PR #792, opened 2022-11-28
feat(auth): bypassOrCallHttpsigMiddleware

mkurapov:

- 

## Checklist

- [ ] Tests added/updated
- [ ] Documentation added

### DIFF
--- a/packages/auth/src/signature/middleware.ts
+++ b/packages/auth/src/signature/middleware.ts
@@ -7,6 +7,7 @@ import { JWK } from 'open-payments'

======

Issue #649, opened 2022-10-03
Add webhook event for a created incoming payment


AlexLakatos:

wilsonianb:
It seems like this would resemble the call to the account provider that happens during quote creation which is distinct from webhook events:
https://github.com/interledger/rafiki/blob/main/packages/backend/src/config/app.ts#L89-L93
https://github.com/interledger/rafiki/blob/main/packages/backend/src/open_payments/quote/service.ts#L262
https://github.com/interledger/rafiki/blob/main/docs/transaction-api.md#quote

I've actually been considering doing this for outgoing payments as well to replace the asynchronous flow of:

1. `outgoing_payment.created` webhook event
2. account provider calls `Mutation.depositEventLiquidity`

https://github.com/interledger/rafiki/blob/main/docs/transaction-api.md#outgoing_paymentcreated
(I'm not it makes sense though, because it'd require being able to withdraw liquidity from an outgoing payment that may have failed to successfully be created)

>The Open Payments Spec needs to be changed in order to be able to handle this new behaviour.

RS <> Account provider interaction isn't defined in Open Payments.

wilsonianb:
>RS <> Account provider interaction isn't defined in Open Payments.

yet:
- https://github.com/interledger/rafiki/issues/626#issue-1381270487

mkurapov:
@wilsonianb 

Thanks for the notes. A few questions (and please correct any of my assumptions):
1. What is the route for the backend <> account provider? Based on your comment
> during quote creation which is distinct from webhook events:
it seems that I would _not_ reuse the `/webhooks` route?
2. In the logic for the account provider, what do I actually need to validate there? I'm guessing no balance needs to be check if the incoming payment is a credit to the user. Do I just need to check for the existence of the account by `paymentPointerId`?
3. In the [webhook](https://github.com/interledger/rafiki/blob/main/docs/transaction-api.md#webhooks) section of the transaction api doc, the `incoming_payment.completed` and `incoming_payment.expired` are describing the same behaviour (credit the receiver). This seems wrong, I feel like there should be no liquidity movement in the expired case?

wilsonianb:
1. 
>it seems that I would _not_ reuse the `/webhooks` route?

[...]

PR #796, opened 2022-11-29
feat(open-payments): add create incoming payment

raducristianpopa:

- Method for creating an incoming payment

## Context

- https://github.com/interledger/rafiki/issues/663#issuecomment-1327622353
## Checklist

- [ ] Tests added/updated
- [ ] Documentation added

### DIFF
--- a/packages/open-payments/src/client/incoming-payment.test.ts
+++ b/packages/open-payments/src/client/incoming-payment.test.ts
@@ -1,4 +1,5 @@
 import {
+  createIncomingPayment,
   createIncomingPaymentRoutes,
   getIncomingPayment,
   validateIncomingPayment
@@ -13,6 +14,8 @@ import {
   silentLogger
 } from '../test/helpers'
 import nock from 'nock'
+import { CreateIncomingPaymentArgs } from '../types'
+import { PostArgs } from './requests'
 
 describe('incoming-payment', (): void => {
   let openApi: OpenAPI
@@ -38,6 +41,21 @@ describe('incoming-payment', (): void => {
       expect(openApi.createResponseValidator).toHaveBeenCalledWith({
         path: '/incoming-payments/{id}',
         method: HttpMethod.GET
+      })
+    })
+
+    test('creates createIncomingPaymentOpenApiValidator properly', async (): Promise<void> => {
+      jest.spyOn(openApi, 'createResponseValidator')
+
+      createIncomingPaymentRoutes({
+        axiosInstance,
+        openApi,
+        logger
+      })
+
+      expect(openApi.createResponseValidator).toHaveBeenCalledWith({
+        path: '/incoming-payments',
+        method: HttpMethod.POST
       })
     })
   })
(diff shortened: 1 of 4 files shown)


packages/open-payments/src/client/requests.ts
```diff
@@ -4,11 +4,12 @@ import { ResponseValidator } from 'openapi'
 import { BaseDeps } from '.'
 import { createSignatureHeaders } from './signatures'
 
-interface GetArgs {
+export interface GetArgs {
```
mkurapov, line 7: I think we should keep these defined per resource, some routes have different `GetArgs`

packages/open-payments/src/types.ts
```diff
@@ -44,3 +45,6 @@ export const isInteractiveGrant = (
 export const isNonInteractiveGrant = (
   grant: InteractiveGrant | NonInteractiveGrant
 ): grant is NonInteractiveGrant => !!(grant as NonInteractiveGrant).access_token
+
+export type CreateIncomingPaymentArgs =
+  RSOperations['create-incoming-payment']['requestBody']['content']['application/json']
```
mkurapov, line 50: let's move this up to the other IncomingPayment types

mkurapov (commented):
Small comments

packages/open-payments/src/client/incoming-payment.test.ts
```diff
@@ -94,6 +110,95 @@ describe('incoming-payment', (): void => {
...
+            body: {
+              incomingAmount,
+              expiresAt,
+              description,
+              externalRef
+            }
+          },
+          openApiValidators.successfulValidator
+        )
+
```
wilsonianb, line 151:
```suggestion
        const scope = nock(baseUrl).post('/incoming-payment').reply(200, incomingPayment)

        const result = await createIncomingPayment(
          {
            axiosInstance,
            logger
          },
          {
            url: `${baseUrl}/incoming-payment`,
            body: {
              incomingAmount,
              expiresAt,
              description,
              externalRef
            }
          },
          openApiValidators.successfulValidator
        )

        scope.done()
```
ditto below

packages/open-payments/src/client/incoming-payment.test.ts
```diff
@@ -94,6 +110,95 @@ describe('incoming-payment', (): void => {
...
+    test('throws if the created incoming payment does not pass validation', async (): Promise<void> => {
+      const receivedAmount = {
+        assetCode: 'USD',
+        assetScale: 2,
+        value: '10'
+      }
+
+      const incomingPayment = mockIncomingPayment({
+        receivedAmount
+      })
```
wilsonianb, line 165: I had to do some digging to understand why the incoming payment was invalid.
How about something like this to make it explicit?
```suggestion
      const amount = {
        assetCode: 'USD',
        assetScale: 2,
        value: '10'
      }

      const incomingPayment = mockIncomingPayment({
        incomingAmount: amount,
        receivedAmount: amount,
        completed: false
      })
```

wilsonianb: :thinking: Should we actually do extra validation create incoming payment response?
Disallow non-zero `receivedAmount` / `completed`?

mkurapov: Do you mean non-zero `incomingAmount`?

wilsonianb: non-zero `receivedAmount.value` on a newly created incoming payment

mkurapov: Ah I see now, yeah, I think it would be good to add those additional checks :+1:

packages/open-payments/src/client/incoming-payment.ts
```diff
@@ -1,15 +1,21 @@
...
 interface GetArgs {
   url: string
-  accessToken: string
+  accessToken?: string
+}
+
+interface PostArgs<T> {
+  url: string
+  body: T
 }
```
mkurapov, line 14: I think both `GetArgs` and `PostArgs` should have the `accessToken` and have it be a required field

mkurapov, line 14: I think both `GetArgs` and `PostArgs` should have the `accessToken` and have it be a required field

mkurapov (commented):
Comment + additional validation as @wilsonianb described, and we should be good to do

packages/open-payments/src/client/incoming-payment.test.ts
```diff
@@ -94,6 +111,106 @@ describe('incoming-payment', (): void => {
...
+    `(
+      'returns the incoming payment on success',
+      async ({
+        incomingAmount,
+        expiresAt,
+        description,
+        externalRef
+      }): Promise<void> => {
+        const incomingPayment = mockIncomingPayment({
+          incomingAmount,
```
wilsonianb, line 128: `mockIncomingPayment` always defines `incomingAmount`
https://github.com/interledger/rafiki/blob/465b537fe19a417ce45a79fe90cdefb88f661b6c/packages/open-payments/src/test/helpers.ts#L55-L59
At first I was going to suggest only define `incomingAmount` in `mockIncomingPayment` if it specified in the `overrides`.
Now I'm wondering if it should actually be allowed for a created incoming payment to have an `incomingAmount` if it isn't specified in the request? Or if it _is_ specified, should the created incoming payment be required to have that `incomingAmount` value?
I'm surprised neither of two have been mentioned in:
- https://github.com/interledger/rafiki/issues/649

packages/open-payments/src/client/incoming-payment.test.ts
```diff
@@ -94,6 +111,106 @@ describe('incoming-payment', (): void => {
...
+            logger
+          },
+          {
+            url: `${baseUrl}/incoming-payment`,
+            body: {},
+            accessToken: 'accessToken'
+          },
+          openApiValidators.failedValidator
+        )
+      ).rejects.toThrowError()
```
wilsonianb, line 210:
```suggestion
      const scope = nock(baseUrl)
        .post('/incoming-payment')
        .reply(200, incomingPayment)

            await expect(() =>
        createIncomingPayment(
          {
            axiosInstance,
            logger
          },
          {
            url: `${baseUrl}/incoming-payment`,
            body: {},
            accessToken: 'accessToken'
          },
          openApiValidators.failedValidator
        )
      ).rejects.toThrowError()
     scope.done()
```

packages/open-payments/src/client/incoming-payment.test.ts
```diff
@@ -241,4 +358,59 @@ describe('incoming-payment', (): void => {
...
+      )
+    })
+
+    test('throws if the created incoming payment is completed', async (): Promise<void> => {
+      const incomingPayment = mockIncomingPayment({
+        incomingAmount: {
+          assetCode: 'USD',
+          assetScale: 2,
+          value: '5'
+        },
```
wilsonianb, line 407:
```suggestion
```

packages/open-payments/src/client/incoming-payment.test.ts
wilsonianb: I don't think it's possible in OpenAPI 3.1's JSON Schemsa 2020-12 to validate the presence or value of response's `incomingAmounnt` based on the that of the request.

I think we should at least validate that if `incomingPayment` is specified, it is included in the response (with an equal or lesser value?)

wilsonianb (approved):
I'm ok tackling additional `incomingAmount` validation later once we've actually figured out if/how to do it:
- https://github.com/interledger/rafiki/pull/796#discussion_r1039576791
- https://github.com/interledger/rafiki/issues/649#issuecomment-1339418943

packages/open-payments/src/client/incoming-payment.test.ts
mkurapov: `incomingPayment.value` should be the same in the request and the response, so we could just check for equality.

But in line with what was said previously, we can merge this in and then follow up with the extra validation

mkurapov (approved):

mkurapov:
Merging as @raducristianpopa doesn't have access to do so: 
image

======

Copy out every line from the data above that has "docs" in it.

— ANSWER BELOW —
https://github.com/interledger/rafiki/blob/main/docs/transaction-api.md#quote
https://github.com/interledger/rafiki/blob/main/docs/transaction-api.md#outgoing_paymentcreated
3. In the [webhook](https://github.com/interledger/rafiki/blob/main/docs/transaction-api.md#webhooks) section of the transaction api doc, the `incoming_payment.completed` and `incoming_payment.expired` are describing the same behaviour (credit the receiver). This seems wrong, I feel like there should be no liquidity movement in the expired case?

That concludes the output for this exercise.